Fear the Darkness by Becky Masterman

Minotaur Books, 336 pages, $25.99 (release date - 1/20/2015)

“Fear the Darkness” is the follow-up to Becky Masterman’s solid debut, “Rage Against the Dying.” That first book was successful because of Masterman’s quirky protagonist: slightly sociopathic, slightly crazy, definitely tough, ex-FBI agent Brigid Quinn. Brigid took on tough assignments, until she unfortunately shot an unarmed suspect. She was sentenced to wait until retirement in a paper-pushing job in Tucson, Arizona, the FBI equivalent of the ass-end of nowhere. But Brigid wound up liking Tucson. After she retired, she found love, previously elusive, and settled down to happy suburban quiet. Until, of course, it wasn’t quiet anymore.

In Masterman’s second go at Brigid, Brigid’s Mini-Me is added to the mix. Brigid’s niece, seventeen-year-old Gemma-Kate, has just lost her mother. Gemma-Kate’s father is an alcoholic cop in Florida. He is more than happy to send his daughter off to be his sister’s problem. Gemma-Kate has odd interests. Then Brigid begins to suspect that Gemma-Kate is experimenting with poisons, beginning with the unfortunate poison toad incident with one of Brigid’s beloved pugs. 

Brigid confides in her best friend — yes, Brigid, who suffers from an attachment disorder, has both a best friend and a beloved husband — Mallory. Mallory is a saint. She is nursing her bedridden husband who is suffering from locked-in syndrome. There’s nothing wrong with Owen’s brain, but when a train hit the car he and Mallory were in, he was left with control over only his brain and his eyes.

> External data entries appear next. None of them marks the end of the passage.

PR #725, opened 2021-07-14
Small fixes for DLT pipelines

alexott:
* updated documentation
* added support for missing attribute `target` that was documented, but not implemented


nfx (approved):
Lgtm

PR #728, opened 2021-07-15
bugfix on documentation: networks must be private.

dfanesiDB:


docs/resources/mws_workspaces.md
```diff
@@ -50,7 +50,7 @@ resource "databricks_mws_networks" "this" {
   account_id   = var.databricks_account_id
   network_name = "${var.prefix}-network"
   vpc_id       = var.vpc_id
-  subnet_ids = [var.subnet_public, var.subnet_private]
+  subnet_ids = [var.subnet_private]
```
nfx, line 53: workspace requires at least two subnets, did you verify this change to work?

dfanesiDB: actually, in my tests I was using multiple private subnets since the best practices are to always use multiple AZs. 

do you want me to change the whole VPC definition?

dfanesiDB: changing expected variable type to list (variable definition not present, so just changing the name and the syntax).

docs/resources/mws_workspaces.md
```diff
@@ -50,7 +50,7 @@ resource "databricks_mws_networks" "this" {
   account_id   = var.databricks_account_id
   network_name = "${var.prefix}-network"
   vpc_id       = var.vpc_id
-  subnet_ids = [var.subnet_public, var.subnet_private]
+  subnet_ids = var.subnets_private
   security_group_ids = [var.security_group]
```
nkvuong, line 54: should this be `var.security_groups` as well and expects a list variable, similar to above, as Databricks can have access to more than a single security group?

nfx:
@dfanesiDB please change every markdown file, where subnet_ids are referred, not just one - https://github.com/databrickslabs/terraform-provider-databricks/search?l=Markdown&q=subnet_ids

nfx (approved):

PR #735, opened 2021-07-21
Skip common error clarity for alternative accounts console deployments

nfx:
This PR makes it possible to use different URLs for accounts console when `development_mode = true` is added to provider. Reserved for internal use.


alexott (approved):
lgtm

pietern (approved):
Nice!

PR #742, opened 2021-07-26
Unify HTTP 404 handling

### LINKED ISSUE #740: [ISSUE] databricks_permission can't be destroyed when job doesn't exist anymore
### Terraform Version
v0.15.4
Databricks provider version:; 0.3.6

### Affected Resource(s)
- databricks_permission

### Expected Behavior
We are trying to remove a databricks_permission resources for a job that has been manually deleted via the console. We would expect the provider to simply skip this step and delete the resource cleanly.

### Actual Behavior
We are getting the following error instead:

```
databricks_permissions.job_permission: Destroying... [id=/jobs/<id>]
╷
│ Error: Job <id> does not exist.
```

Our terraform project is completely unusable now because, as far as we can tell, we can't restore/create a job with a specific id.

### Steps to Reproduce
1. Create a databricks_permissions for a job via Terraform
2. Delete the job via the Databricks console
3. Try to alter or remove the databricks_permissions in Terraform

### Important Factoids
This Terraform project is deployed by gitlab-ci/cd, the statefile isn't readily accessible to be altered (it's not good practice anyway).

nfx:
This commit also fixes #740

### DIFF
--- a/access/resource_permissions.go
+++ b/access/resource_permissions.go
@@ -339,6 +339,7 @@ func ResourcePermissions() *schema.Resource {
 		id := d.Id()
 		objectACL, err := NewPermissionsAPI(ctx, m).Read(id)
 		if common.IsMissing(err) {
+			log.Printf("[INFO] %s is removed on backend", d.Id())
 			d.SetId("")
 			return nil
 		}
@@ -433,7 +434,7 @@ func ResourcePermissions() *schema.Resource {
 		DeleteContext: func(ctx context.Context, d *schema.ResourceData, m interface{}) diag.Diagnostics {
 			err := NewPermissionsAPI(ctx, m).Delete(d.Id())
 			if common.IsMissing(err) {
-				log.Printf("[INFO] databricks_permissions[id=%s] dependency is arelady removed on backend", d.Id())
+				log.Printf("[INFO] %s is already removed on backend", d.Id())
 				return nil
 			}
 			if err != nil {
--- a/access/resource_permissions.go
+++ b/access/resource_permissions.go
@@ -3,6 +3,7 @@ package access
 import (
 	"context"
 	"fmt"
+	"log"
 	"path"
 	"strconv"
 	"strings"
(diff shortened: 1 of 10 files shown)


access/resource_permissions.go
```diff
@@ -431,6 +432,10 @@ func ResourcePermissions() *schema.Resource {
 		},
 		DeleteContext: func(ctx context.Context, d *schema.ResourceData, m interface{}) diag.Diagnostics {
 			err := NewPermissionsAPI(ctx, m).Delete(d.Id())
+			if common.IsMissing(err) {
+				log.Printf("[INFO] databricks_permissions[id=%s] dependency is arelady removed on backend", d.Id())
```
alexott, line 436: arelady -> already

access/resource_permissions.go
```diff
@@ -337,7 +338,7 @@ func ResourcePermissions() *schema.Resource {
 	readContext := func(ctx context.Context, d *schema.ResourceData, m interface{}) diag.Diagnostics {
 		id := d.Id()
 		objectACL, err := NewPermissionsAPI(ctx, m).Read(id)
-		if aerr, ok := err.(common.APIError); ok && aerr.IsMissing() {
+		if common.IsMissing(err) {
```
alexott, line 341: Would it make sense to add log output here as well?

common/http.go
```diff
@@ -60,6 +60,17 @@ func (apiError APIError) Error() string {
 	return apiError.Message
 }
 
+// IsMissing tells if error is about missing resource
+func IsMissing(err error) bool {
+	if err == nil {
+		return false
+	}
+	if e, ok := err.(APIError); ok && e.IsMissing() {
```
alexott, line 68: Simplify it to the 

e, ok := ….
return ok && e.IsMissing()

?

alexott (approved):
Lgtm overall, small changes would be useful

common/http.go
nfx: Good one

Mallory is concerned because Brigid is becoming increasingly disabled. A limp here, a slur there, a zoning out further on. Brigid begins medical tests to figure out what is wrong with her. Eventually, however, suspicion clouds Brigid’s already strangely clouded mind that perhaps Gemma-Kate has moved on to target humans, beginning with her aunt.

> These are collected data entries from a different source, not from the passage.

PR #746, opened 2021-07-27
Don't error if widget or visualization doesn't exist

pietern:
It's fine if the remote resource was deleted. Terraform will attempt to recreate.

### DIFF
--- a/sqlanalytics/resource_visualization.go
+++ b/sqlanalytics/resource_visualization.go
@@ -6,6 +6,7 @@ import (
 	"encoding/json"
 	"fmt"
 	"log"
+	"net/http"
 	"strconv"
 	"strings"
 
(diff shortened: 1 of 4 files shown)


sqlanalytics/resource_visualization.go
```diff
@@ -187,6 +190,12 @@ func ResourceVisualization() *schema.Resource {
 				return err
 			}
 
+			// Handle if visualization was not found.
+			if av == nil {
```
nfx, line 194: this is handled generically already - every APIError with status code 404 is removing the resource... you probably need to return error the right way from Read method.

https://github.com/databrickslabs/terraform-provider-databricks/blob/master/common/resource.go#L48-L54

nfx (changes requested):

sqlanalytics/resource_visualization.go
pietern: Fixed!

sqlanalytics/resource_widget_test.go
```diff
@@ -500,6 +500,40 @@ func TestWidgetCreateWithPositionAndAutoheight(t *testing.T) {
...
+		Resource:    ResourceWidget(),
+		Read:        true,
+		Removed:     true,
+		RequiresNew: true,
+		ID:          "some-uuid/12344",
+		InstanceState: map[string]string{
+			"dashboard_id":     "some-uuid",
+			"visualization_id": "678",
+		},
+	}.Apply(t)
```
nfx, line 531: and for these simple tests that don't have to check for `ResourceData`, please just use the `.ApplyNoError(t)` instead of `.Apply(t)`

nfx (approved):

Despite her growing impairments, Brigid takes on a case. (She finally succumbed to her true nature and became a private investigator.) The teenaged stepson of a local doctor — and maybe coincidentally Brigid’s doctor for the purpose of determining what is wrong with her — drowned. His disconsolate mother begs Brigid for help determining if her son died accidentally or was murdered, despite her husband’s antipathy towards the enterprise.

There are more poisonings and then another death. If only Brigid could focus, perhaps she could stop bad things from happening. If-only and $7 could get you a cup of coffee.

Despite the awkward prologue — which is repeated almost verbatim later on in an appropriate spot — Masterman’s second Brigid Quinn book is entertaining, mostly because of Brigid’s eccentric character, unfiltered statements, and her Mini-Me.


  1. What does it say about me that you had me on "slightly sociopathic, slightly crazy" protagonist? :-) I love the way you described Brigid's character.